━━━━━ The input ━━━━━

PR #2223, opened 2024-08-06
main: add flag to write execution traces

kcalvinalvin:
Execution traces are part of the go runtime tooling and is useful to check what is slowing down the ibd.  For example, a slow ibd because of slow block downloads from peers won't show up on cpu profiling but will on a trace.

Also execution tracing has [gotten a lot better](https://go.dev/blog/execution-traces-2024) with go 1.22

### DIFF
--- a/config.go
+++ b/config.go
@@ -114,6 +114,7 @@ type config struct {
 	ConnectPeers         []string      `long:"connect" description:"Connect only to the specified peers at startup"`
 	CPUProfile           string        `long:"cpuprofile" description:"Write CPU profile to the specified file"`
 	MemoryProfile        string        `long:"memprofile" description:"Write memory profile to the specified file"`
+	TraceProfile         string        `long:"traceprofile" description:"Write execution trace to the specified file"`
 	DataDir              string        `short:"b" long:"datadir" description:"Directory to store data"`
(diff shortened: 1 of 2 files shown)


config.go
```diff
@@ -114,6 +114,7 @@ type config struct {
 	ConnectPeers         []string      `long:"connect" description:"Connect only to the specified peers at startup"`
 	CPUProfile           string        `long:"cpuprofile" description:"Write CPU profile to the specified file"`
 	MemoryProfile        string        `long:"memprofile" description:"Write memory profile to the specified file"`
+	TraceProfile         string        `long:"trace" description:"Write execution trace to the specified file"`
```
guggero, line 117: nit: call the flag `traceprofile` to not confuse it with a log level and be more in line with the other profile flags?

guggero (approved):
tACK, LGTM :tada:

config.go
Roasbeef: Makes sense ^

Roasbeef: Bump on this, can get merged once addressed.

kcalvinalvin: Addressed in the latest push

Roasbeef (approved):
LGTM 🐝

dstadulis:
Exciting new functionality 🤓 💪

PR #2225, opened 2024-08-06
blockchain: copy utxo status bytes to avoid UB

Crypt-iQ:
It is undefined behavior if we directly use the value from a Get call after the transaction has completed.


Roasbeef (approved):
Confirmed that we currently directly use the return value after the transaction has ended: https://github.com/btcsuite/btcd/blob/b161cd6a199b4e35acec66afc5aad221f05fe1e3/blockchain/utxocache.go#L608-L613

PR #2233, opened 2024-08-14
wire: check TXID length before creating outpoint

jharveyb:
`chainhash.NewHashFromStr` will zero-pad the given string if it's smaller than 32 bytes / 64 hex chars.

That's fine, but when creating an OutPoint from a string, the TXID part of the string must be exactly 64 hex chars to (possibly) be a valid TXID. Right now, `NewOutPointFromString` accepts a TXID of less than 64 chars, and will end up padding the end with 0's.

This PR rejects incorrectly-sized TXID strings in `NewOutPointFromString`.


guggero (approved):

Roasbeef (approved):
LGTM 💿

━━━━━

A faithful copy of the lines from the line containing "This PR rejects" to the end of the data should be set down, both ends included, and nothing more.

This PR rejects incorrectly-sized TXID strings in `NewOutPointFromString`.


guggero (approved):

Roasbeef (approved):
LGTM 💿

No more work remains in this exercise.